夜都本人は、私を食べることが目的で、キスをするつもりなんかまるでないからたちが悪い。
私は恥ずかしくて、頬を真っ赤に染めた。
もういや、ホント勘弁してよ。
「?????」
「馬鹿か、お前は!」
頭に?を浮かべる夜都に、ゴンと鉄拳を食らわせたユキちゃんは、夜都の首根っこを掴んで私から引き離した。
「おい、狐」
「なんだネコ」
鉄拳を食らった頭を擦りながら、夜都はユキちゃんの手を振り払う。
ユキちゃんはため息混じりに話し始めた。
「お前は調伏されたんだ。主である深月を喰うなんて、できる訳がないだろう」
「調伏···?」
夜都はまた、首を傾げて自分の手を見つめる。自分が調伏され、式神になったことに気づいていないようだ。

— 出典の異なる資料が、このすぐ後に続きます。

PR #1614, opened 2022-03-07
Do not deduplicate US States

orangejulius:
It's common for US states to have either a county or city within them that shares a name (with minor possible differences).

For example:
- Arkansas City in Arkansas
- Hawaii County in Hawaii
- Iowa City in Iowa
- California City in California
- Utah County in Utah
- Nebraska City in Nebraska
- Idaho City _and_ Idaho County in Idaho (Idaho City is _not_ in Idaho County)
- Maryland City, in Maryland
- Minnesota City in Minnesota
- New York City in New York (of course!)

Our general deduplication logic considers admin records that are parented by a record sharing its name to be the same. This works well for places like Singapore, Berlin, and Tokyo, which all have a city (locality) that is conceptually the same as a region or country.

US states, however, are _not_ conceptually the same as any of these cities, and they should pretty much always show up in results.

This PR adds a check that the record is _not_ a US state before performing the general hierarchy checks. There's one exception: US states can dedupe against other US states, so that Geonames and WOF records can deduplicate themselves.

This PR allows us to merge https://github.com/pelias/api/pull/1371

### DIFF
--- a/helper/diffPlaces.js
+++ b/helper/diffPlaces.js
@@ -40,6 +40,11 @@ function isLayerDifferent(item1, item2){
   return false;
 }
 
+function isUsState(item) {
+  if (!_.isArray(item.parent.country_a)) { return false; }
+  return item.parent.country_a[0] === 'USA' && item.layer === 'region';
+}
+
 /**
  * Compare the parent properties if they exist.
  * Returns false if the objects are the same, else true.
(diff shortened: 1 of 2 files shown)


helper/diffPlaces.js
```diff
@@ -40,6 +40,11 @@ function isLayerDifferent(item1, item2){
   return false;
 }
 
+function isUsState(item) {
```
missinglink, line 43: nit: I would do the later check first since it's cheap and quickly discards most undesirable cases

missinglink: it might be possible to use lodash `_.head` to make it even simpler

helper/diffPlaces.js
```diff
@@ -59,6 +64,13 @@ function isParentHierarchyDifferent(item1, item2){
   // note: this really shouldn't happen as at least one parent should exist
   if( !isPojo1 || !isPojo2 ){ return false; }
 
+  // US states should not be deduplicated, except against other US states
```
missinglink, line 67: trying to wrap my head around this, is it an XOR?

missinglink: there is another function called `isLayerDifferent` which handles figuring out which layers can be considered synonymous, maybe it makes more sense to have this functionality in there? as like a subset of the includes check?

PR #1616, opened 2022-03-10
enable autocomplete of country-codes

missinglink:
enable autocomplete of country-codes


query/autocomplete.js
```diff
@@ -9,7 +9,6 @@ const toSingleField = require('./view/helper').toSingleField;
 // additional views (these may be merged in to pelias/query at a later date)
 var views = {
   custom_boosts:              require('./view/boost_sources_and_layers'),
-  ngrams_strict:              require('./view/ngrams_strict'),
```
missinglink, line 12: this wasn't used by anything 🤷

PR #1618, opened 2022-03-22
clamp boundary.circle.radius for reverse queries

missinglink:
I noticed that the `boundary.circle.radius` param is currently unbounded for `/v1/reverse`.
If a users sets this value very high it can result in a lot of disk I/O as ES pages in the docvalues to score all the results.

This PR adds some minimum and maximum values for this radius value, I've selected `5km` as the max and an arbitrarily low value of `0.00001km` for the min; although I'm open to changing either of these.


sanitizer/_geo_reverse.js
```diff
@@ -1,10 +1,9 @@
-var geo_common = require ('./_geo_common');
-var _ = require('lodash');
-var defaults = require('../query/reverse_defaults');
```
missinglink, line 3: this was unused

sanitizer/_geo_reverse.js
```diff
@@ -1,10 +1,9 @@
...
-var LAT_LON_IS_REQUIRED = true,
-    CIRCLE_IS_REQUIRED = false;
-
-const non_coarse_layers = ['venue', 'address', 'street'];
```
missinglink, line 7: this was unused

test/unit/sanitizer/_geo_reverse.js
```diff
@@ -61,27 +61,88 @@ module.exports.tests.warning_situations = (test, common) => {
...
 
 module.exports.tests.success_conditions = (test, common) => {
+  // note: this behaviour is historic and should probably be removed.
+  // it's possible to add non-numeric tokens to the boundary.circle.radius
+  // value and they are simply stripped out by parseFloat() with warning.
+  test('boundary.circle.radius must be a positive number', (t) => {
+    const raw = {
+      'point.lat': '12.121212',
+      'point.lon': '21.212121',
+      'boundary.circle.radius': '1km' // note the 'km'
```
missinglink, line 71: this is weird, I'd like to change it, but in another PR.
right now you can specify `5km` or `5m` and in both cases the unit designation is stripped and results in `5`, which is `km`.

test/unit/sanitizer/_geo_reverse.js
```diff
@@ -61,27 +61,88 @@ module.exports.tests.warning_situations = (test, common) => {
...
+      'point.lat': '12.121212',
+      'point.lon': '21.212121',
+      'boundary.circle.radius': '0.000000000000001'
+    };
+    const clean = {};
+    const errorsAndWarnings = sanitizer.sanitize(raw, clean);
+
+    t.equals(raw['boundary.circle.lat'], 12.121212);
+    t.equals(raw['boundary.circle.lon'], 21.212121);
+    t.equals(raw['boundary.circle.radius'], '0.000000000000001');
```
orangejulius, line 138: I think you can skip testing the `raw` values, since you specified them above.

IMO it just makes the test longer and it took me a second to realize it was checking the raw value, not clean. At first glance it makes this test look like it doesn't work!

sanitizer/_geo_reverse.js
orangejulius: Huh, I wonder when we last used it... We have long needed to improve reverse geocoding support for custom layers, as mentioned in https://github.com/pelias/api/issues/1161. Not something to solve in this PR though.

orangejulius (approved):
Looks good. I have a suggestion on the tests but it's very much optional. :)

test/unit/sanitizer/_geo_reverse.js
missinglink: Hmm actually no, that's not right, because if so, then the raw values would all be strings 🤷‍♂️ 
Anyway, I just cleaned up the tests by removing the assertions for `$raw`

PR #186, opened 2021-03-26
DOC/BUG: correct datamodels for temporal_tracking_quality

### LINKED ISSUE #184: temporal tracking quality doesn't work on positionfixes
Should either be implemented or return a correct warning (returns key error 'finished_at' at the moment) and at least be in the documentation of the method.

hong2223:
a quick fix that closes #184


hong2223:
Does this solve the problem you mentioned? @svenruf

svenruf (approved):
Thanks for the fix!

PR #190, opened 2021-03-31
DOC: provide new tutorial on binder

svenruf:
updated the binder badge, it is now linked to the new tutorial.

TODO: Decide what happens to the example geolife jupyter notebook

「そうだ。深月の式神になったからには、主の不利になることは絶対に出来ないはずだ」
大きく目を見開いた夜都は、その瞳に悲しみの色を浮かべて肩を落とした。
「それでは、私は祭雅を喰らうことは二度と出来ないと?格を上げようと長い年月を生きてきた私の夢はどうなる?」
ユキちゃんは蟀谷を押さえながら続ける。
「お前の夢のことなど私は知らん。しかし、格についてはな···。自分の姿を改めて見てみることだ」
「ん、それは一体どういう意味だ?」
そう言うと夜都は、ぽんと音を立て变化した。
その姿は小さな銀色の狐で、大変可愛らしい。ユキちゃんの猫バージョンと同じ大きさだ。
夜都は、自分の変化にようやく気づき声を上げた。
「ああ!!まさか」
おもむろに尻尾の数を数え出した夜都は、つぶらな瞳に涙を浮かべた。
「尻尾の数が九···これは妖狐族の最高峰、天狐!私は祭雅の式神になることで格が上がったというのか?!」
ユキちゃんは頷いて言った。
「そういうことだ。深月に感謝するんだな」
夜都はふるふると震え、感極まって私に抱きついてきた。
はうう、可愛い。
可愛すぎる。
もふもふのちびギツネに完全にやられてしまった。
私はちびギツネの中身が夜都なのだと思いつつも、あまりの可愛らしさに、ギュッと抱きしめた。